• **Required work**
Working from the records beneath this line, reproduce each one exactly.

____ Material for this exercise

PR #498, opened 2024-09-12
android: rework NetworkChangeCallback to track all networks

andrew-d:
Instead of just tracking our default network, track all of them and decide upon each change which is the "best" option.

### DIFF
--- a/android/src/main/java/com/tailscale/ipn/NetworkChangeCallback.kt
+++ b/android/src/main/java/com/tailscale/ipn/NetworkChangeCallback.kt
@@ -6,94 +6,162 @@ import android.net.ConnectivityManager
 import android.net.LinkProperties
 import android.net.Network
 import android.net.NetworkCapabilities
+import android.net.NetworkRequest
 import android.util.Log
 import libtailscale.Libtailscale
 import java.net.InetAddress
+import java.util.concurrent.locks.ReentrantLock
+import kotlin.concurrent.withLock
 
 object NetworkChangeCallback {
 
   private const val TAG = "NetworkChangeCallback"
 
-  // Cache LinkProperties and NetworkCapabilities since synchronous ConnectivityManager calls are
-  // prone to races.
-  // Since there is no guarantee for which update might come first, maybe update DNS configs on
-  // both.
-  val networkCapabilitiesCache = mutableMapOf<Network, NetworkCapabilities>()
-  val linkPropertiesCache = mutableMapOf<Network, LinkProperties>()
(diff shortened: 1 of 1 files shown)


agottardo (approved):

android/src/main/java/com/tailscale/ipn/NetworkChangeCallback.kt
```diff
@@ -6,94 +6,159 @@ import android.net.ConnectivityManager
...
+    // default network used by Tailscale will always show up with capability
+    // NOT_VPN=false, and we must filter out NOT_VPN networks to avoid routing
+    // loops.
+    connectivityManager.registerNetworkCallback(
+        networkConnectivityRequest,
         object : ConnectivityManager.NetworkCallback() {
+          override fun onAvailable(network: Network) {
+            super.onAvailable(network)
+
+            Log.d(TAG, "onAvailable: network ${network.toString()}")
```
kari-ts, line 51: I learned that you don't need to explicitly call .toString() in string interpolation, you can just reference the object directly and Kotlin automatically calls .toString() for you

android/src/main/java/com/tailscale/ipn/NetworkChangeCallback.kt
```diff
@@ -6,94 +6,159 @@ import android.net.ConnectivityManager
...
+              activeNetworks.remove(network)
+              maybeUpdateDNSConfigLocked("onLost", dns)
             }
           }
         })
   }
 
-  fun maybeUpdateDNSConfig(linkProperties: LinkProperties, dns: DnsConfig) {
+  // pickNonMetered returns the first non-metered network in the list of
+  // networks, or the first network if none are non-metered.
```
kari-ts, line 87: Can there be a situation where there are multiple non-metered networks, so picking the first one might result in the wrong one being selected?

kari-ts: Sorry, we discussed this earlier. Resolving.

kari-ts: It is possible, but should be ok to just pick one.

kari-ts (approved):

android/src/main/java/com/tailscale/ipn/NetworkChangeCallback.kt
andrew-d: Huh, TIL; thanks!

PR #503, opened 2024-09-13
Makefile: disable GOTOOLCHAIN from dynamic switching

raggi:
Go has a new build facility that can utilize other toolchains if a module says so, but we manage the toolchain in our own way, so disable it.

Updates #501


bradfitz (approved):
This is fine, but I suspect more's also going on.

raggi:
> This is fine, but I suspect more's also going on.

yeah, agreed, I don't think this is involved, but I want to hard rule it out.

PR #511, opened 2024-09-16
android: only update DNS configs on LinkProperties changes

kari-ts:
We were updating DNS configs when capabilities changed, without LinkProperties having been filled in. Because onAvailable always happened first, LinkProperties were created with default value, and onCapabilitiesChanged sent a DNS update using those LinkProperties. This change only updates DNS configs on LinkProperties, which is the last update sent on a network change.


android/src/main/java/com/tailscale/ipn/NetworkChangeCallback.kt
```diff
@@ -9,34 +9,29 @@ import android.net.NetworkCapabilities
...
 
   private const val TAG = "NetworkChangeCallback"
 
-  private data class NetworkInfo(
-    var caps: NetworkCapabilities,
-    var linkProps: LinkProperties
-  )
+  private data class NetworkInfo(var caps: NetworkCapabilities, var linkProps: LinkProperties)
 
-  private val lock = ReentrantLock()
```
andrew-d, line 25: I think we still need this; upon re-reading the docs, it looks like a call to `onCapabilitiesChanged` will not happen concurrently with `onLinkPropertiesChanged`, but only for the same interface; we could still see concurrent calls for two different interfaces. IMO, it's cheap enough to keep this lock and might save us from a subtle bug.

andrew-d (commented):
Good catch on the ordering there! I'd still prefer to keep the lock, but only updating in `onLinkPropertiesChanged` looks right to me ✅

andrew-d (approved):
Thank you!

PR #512, opened 2024-09-17
android: bump OSS to 1.75.11

barnstar:
udpates #cleanup

OSS and Version updated to 1.75.11-t8b962f23d-gf07d419a125

The toolchain hash is being incorrectly by bumpOSS. Reverting it back to the correct value for 1.74/1.75


kari-ts:
Thanks for the fix!

kari-ts (approved):

PR #2315, opened 2019-08-25
chore(js-client): simplify release process

### LINKED ISSUE #980: Simplify fxa-js-client release process
Running `grunt release` in the js client directory still tries to build and deploy the docs, which fails and is redundant anyway because we have the docs being built and deployed automagically in Circle now. We should take that stuff out.

mirefly:
Fixes #980


philbooth:
Fwiw, I think we have a plan to bundle this directly from the content server docker image instead of publishing it through npm, in which case all the bump-related stuff can go too. In the meantime we've just been bumping it manually for now.

So not sure if this is worth landing or not, let's see what everyone else thinks.

philbooth:
> So not sure if this is worth landing or not...

That came out wrong. It's definitely worth landing *something* here, but it may be that something is to remove all of the release/bump related stuff, instead of trying to make it work with the monorepo.

mirefly:
Thanks @philbooth . I updated it.

PR #2316, opened 2019-08-25
fix(content-server): advertise introspection and revocation endpoints

### LINKED ISSUE #1844: Advertize introspection endpoint in authorization server metadata
We currently advertise some endpoints via https://accounts.firefox.com/.well-known/openid-configuration, but not all.  Over in https://github.com/mozilla/application-services/pull/1429 we're adding some code that uses the "token introspection" endpoint, so it would be useful to advertise at least that one.

There's a spec for doing so in https://tools.ietf.org/html/rfc8414.

### LINKED ISSUE #2267: Advertize token-destroy endpoint for oauth clients
OAuth reliers aren't able to determine the token-destroy endpoint automatically from https://accounts.firefox.com/.well-known/openid-configuration. If we'd like them to destroy tokens on signout, we should tell them where to do so.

________

• **Expected answer**
PR #498, opened 2024-09-12
android: rework NetworkChangeCallback to track all networks

andrew-d:
Instead of just tracking our default network, track all of them and decide upon each change which is the "best" option.

### DIFF
--- a/android/src/main/java/com/tailscale/ipn/NetworkChangeCallback.kt
+++ b/android/src/main/java/com/tailscale/ipn/NetworkChangeCallback.kt
@@ -6,94 +6,162 @@ import android.net.ConnectivityManager
 import android.net.LinkProperties
 import android.net.Network
 import android.net.NetworkCapabilities
+import android.net.NetworkRequest
 import android.util.Log
 import libtailscale.Libtailscale
 import java.net.InetAddress
+import java.util.concurrent.locks.ReentrantLock
+import kotlin.concurrent.withLock
 
 object NetworkChangeCallback {
 
   private const val TAG = "NetworkChangeCallback"
 
-  // Cache LinkProperties and NetworkCapabilities since synchronous ConnectivityManager calls are
-  // prone to races.
-  // Since there is no guarantee for which update might come first, maybe update DNS configs on
-  // both.
-  val networkCapabilitiesCache = mutableMapOf<Network, NetworkCapabilities>()
-  val linkPropertiesCache = mutableMapOf<Network, LinkProperties>()
(diff shortened: 1 of 1 files shown)


agottardo (approved):

android/src/main/java/com/tailscale/ipn/NetworkChangeCallback.kt
```diff
@@ -6,94 +6,159 @@ import android.net.ConnectivityManager
...
+    // default network used by Tailscale will always show up with capability
+    // NOT_VPN=false, and we must filter out NOT_VPN networks to avoid routing
+    // loops.
+    connectivityManager.registerNetworkCallback(
+        networkConnectivityRequest,
         object : ConnectivityManager.NetworkCallback() {
+          override fun onAvailable(network: Network) {
+            super.onAvailable(network)
+
+            Log.d(TAG, "onAvailable: network ${network.toString()}")
```
kari-ts, line 51: I learned that you don't need to explicitly call .toString() in string interpolation, you can just reference the object directly and Kotlin automatically calls .toString() for you

android/src/main/java/com/tailscale/ipn/NetworkChangeCallback.kt
```diff
@@ -6,94 +6,159 @@ import android.net.ConnectivityManager
...
+              activeNetworks.remove(network)
+              maybeUpdateDNSConfigLocked("onLost", dns)
             }
           }
         })
   }
 
-  fun maybeUpdateDNSConfig(linkProperties: LinkProperties, dns: DnsConfig) {
+  // pickNonMetered returns the first non-metered network in the list of
+  // networks, or the first network if none are non-metered.
```
kari-ts, line 87: Can there be a situation where there are multiple non-metered networks, so picking the first one might result in the wrong one being selected?

kari-ts: Sorry, we discussed this earlier. Resolving.

kari-ts: It is possible, but should be ok to just pick one.

kari-ts (approved):

android/src/main/java/com/tailscale/ipn/NetworkChangeCallback.kt
andrew-d: Huh, TIL; thanks!

PR #503, opened 2024-09-13
Makefile: disable GOTOOLCHAIN from dynamic switching

raggi:
Go has a new build facility that can utilize other toolchains if a module says so, but we manage the toolchain in our own way, so disable it.

Updates #501


bradfitz (approved):
This is fine, but I suspect more's also going on.

raggi:
> This is fine, but I suspect more's also going on.

yeah, agreed, I don't think this is involved, but I want to hard rule it out.

PR #511, opened 2024-09-16
android: only update DNS configs on LinkProperties changes

kari-ts:
We were updating DNS configs when capabilities changed, without LinkProperties having been filled in. Because onAvailable always happened first, LinkProperties were created with default value, and onCapabilitiesChanged sent a DNS update using those LinkProperties. This change only updates DNS configs on LinkProperties, which is the last update sent on a network change.


android/src/main/java/com/tailscale/ipn/NetworkChangeCallback.kt
```diff
@@ -9,34 +9,29 @@ import android.net.NetworkCapabilities
...
 
   private const val TAG = "NetworkChangeCallback"
 
-  private data class NetworkInfo(
-    var caps: NetworkCapabilities,
-    var linkProps: LinkProperties
-  )
+  private data class NetworkInfo(var caps: NetworkCapabilities, var linkProps: LinkProperties)
 
-  private val lock = ReentrantLock()
```
andrew-d, line 25: I think we still need this; upon re-reading the docs, it looks like a call to `onCapabilitiesChanged` will not happen concurrently with `onLinkPropertiesChanged`, but only for the same interface; we could still see concurrent calls for two different interfaces. IMO, it's cheap enough to keep this lock and might save us from a subtle bug.

andrew-d (commented):
Good catch on the ordering there! I'd still prefer to keep the lock, but only updating in `onLinkPropertiesChanged` looks right to me ✅

andrew-d (approved):
Thank you!

PR #512, opened 2024-09-17
android: bump OSS to 1.75.11

barnstar:
udpates #cleanup

OSS and Version updated to 1.75.11-t8b962f23d-gf07d419a125

The toolchain hash is being incorrectly by bumpOSS. Reverting it back to the correct value for 1.74/1.75


kari-ts:
Thanks for the fix!

kari-ts (approved):

PR #2315, opened 2019-08-25
chore(js-client): simplify release process

### LINKED ISSUE #980: Simplify fxa-js-client release process
Running `grunt release` in the js client directory still tries to build and deploy the docs, which fails and is redundant anyway because we have the docs being built and deployed automagically in Circle now. We should take that stuff out.

mirefly:
Fixes #980


philbooth:
Fwiw, I think we have a plan to bundle this directly from the content server docker image instead of publishing it through npm, in which case all the bump-related stuff can go too. In the meantime we've just been bumping it manually for now.

So not sure if this is worth landing or not, let's see what everyone else thinks.

philbooth:
> So not sure if this is worth landing or not...

That came out wrong. It's definitely worth landing *something* here, but it may be that something is to remove all of the release/bump related stuff, instead of trying to make it work with the monorepo.

mirefly:
Thanks @philbooth . I updated it.

PR #2316, opened 2019-08-25
fix(content-server): advertise introspection and revocation endpoints

### LINKED ISSUE #1844: Advertize introspection endpoint in authorization server metadata
We currently advertise some endpoints via https://accounts.firefox.com/.well-known/openid-configuration, but not all.  Over in https://github.com/mozilla/application-services/pull/1429 we're adding some code that uses the "token introspection" endpoint, so it would be useful to advertise at least that one.

There's a spec for doing so in https://tools.ietf.org/html/rfc8414.

### LINKED ISSUE #2267: Advertize token-destroy endpoint for oauth clients
OAuth reliers aren't able to determine the token-destroy endpoint automatically from https://accounts.firefox.com/.well-known/openid-configuration. If we'd like them to destroy tokens on signout, we should tell them where to do so.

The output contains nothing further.